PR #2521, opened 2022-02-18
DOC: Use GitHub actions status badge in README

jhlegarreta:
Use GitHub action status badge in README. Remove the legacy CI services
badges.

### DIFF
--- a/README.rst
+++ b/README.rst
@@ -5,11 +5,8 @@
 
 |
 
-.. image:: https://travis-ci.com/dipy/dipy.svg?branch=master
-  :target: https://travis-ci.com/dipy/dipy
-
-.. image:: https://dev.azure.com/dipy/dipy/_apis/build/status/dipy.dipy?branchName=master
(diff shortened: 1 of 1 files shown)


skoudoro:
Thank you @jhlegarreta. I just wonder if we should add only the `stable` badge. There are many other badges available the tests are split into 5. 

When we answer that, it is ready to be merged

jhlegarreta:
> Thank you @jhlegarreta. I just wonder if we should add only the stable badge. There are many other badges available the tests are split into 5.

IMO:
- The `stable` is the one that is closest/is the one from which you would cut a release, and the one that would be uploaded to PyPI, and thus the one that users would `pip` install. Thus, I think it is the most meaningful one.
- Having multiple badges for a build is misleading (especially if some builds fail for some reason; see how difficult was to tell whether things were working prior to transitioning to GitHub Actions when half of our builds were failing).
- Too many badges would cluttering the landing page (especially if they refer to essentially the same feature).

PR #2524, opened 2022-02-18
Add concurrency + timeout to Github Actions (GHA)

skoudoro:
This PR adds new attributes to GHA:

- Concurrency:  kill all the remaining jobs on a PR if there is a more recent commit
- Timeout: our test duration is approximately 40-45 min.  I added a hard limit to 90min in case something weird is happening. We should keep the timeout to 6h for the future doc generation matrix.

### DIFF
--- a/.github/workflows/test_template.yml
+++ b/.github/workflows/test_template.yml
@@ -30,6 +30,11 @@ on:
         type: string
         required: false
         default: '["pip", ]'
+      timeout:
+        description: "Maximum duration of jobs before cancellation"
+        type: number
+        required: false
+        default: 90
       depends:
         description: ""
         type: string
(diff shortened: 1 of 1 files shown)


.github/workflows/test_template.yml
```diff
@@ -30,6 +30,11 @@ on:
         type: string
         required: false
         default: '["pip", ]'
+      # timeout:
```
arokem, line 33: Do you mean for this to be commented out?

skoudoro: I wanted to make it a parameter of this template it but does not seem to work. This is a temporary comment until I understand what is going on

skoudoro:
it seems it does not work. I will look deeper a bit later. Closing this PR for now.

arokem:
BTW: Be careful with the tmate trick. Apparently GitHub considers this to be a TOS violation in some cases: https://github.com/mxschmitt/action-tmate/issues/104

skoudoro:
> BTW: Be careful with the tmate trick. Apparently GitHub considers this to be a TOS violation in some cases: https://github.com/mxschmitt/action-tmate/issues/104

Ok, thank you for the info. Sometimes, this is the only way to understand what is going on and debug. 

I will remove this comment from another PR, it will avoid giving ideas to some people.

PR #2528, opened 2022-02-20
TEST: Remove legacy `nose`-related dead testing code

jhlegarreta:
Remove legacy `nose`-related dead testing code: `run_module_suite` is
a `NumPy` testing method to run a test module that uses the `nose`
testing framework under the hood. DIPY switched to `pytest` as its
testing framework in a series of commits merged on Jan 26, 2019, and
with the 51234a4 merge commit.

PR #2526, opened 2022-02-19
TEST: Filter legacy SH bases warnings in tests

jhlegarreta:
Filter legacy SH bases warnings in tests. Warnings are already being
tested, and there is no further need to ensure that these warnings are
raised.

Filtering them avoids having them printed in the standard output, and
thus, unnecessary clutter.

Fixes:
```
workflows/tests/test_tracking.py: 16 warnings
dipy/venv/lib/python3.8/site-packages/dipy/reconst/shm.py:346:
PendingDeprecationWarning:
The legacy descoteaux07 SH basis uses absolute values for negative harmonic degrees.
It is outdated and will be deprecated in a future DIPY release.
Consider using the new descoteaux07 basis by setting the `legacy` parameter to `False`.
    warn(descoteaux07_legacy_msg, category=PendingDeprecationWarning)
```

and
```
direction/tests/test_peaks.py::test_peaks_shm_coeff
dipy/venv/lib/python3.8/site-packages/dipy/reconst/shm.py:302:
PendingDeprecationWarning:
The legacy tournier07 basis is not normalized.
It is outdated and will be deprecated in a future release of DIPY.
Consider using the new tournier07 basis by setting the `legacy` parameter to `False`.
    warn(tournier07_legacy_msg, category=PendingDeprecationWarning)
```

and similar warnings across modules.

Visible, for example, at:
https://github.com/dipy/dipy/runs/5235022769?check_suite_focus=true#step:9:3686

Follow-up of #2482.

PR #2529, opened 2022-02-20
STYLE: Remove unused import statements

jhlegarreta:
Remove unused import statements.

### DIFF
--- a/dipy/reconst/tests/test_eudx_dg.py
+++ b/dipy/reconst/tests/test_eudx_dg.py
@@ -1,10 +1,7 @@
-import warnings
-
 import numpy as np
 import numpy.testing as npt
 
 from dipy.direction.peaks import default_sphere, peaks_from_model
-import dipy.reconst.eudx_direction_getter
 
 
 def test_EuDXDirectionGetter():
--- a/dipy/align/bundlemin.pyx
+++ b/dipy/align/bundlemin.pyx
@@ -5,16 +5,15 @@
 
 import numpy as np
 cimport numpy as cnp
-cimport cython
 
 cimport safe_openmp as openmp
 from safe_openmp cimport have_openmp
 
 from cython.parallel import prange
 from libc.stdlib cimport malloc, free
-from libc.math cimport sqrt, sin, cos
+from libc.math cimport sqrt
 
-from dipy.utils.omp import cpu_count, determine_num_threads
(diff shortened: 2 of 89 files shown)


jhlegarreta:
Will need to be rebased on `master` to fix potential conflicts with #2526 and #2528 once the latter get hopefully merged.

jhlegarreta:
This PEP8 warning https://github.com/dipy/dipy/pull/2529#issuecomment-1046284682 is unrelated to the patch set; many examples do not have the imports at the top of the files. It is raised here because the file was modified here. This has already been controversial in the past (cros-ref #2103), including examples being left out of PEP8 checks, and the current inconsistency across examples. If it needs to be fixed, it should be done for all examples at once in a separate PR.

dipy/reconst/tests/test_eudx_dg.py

········

■ **What you will do**: Output, please, only the lines running from the start of the entries through the line that contains "-.. image:: https://travis-ci.com/dipy/dipy.svg?branch=master", including both of those lines.

■ **Solution to the problem**:
PR #2521, opened 2022-02-18
DOC: Use GitHub actions status badge in README

jhlegarreta:
Use GitHub action status badge in README. Remove the legacy CI services
badges.

### DIFF
--- a/README.rst
+++ b/README.rst
@@ -5,11 +5,8 @@
 
 |
 
-.. image:: https://travis-ci.com/dipy/dipy.svg?branch=master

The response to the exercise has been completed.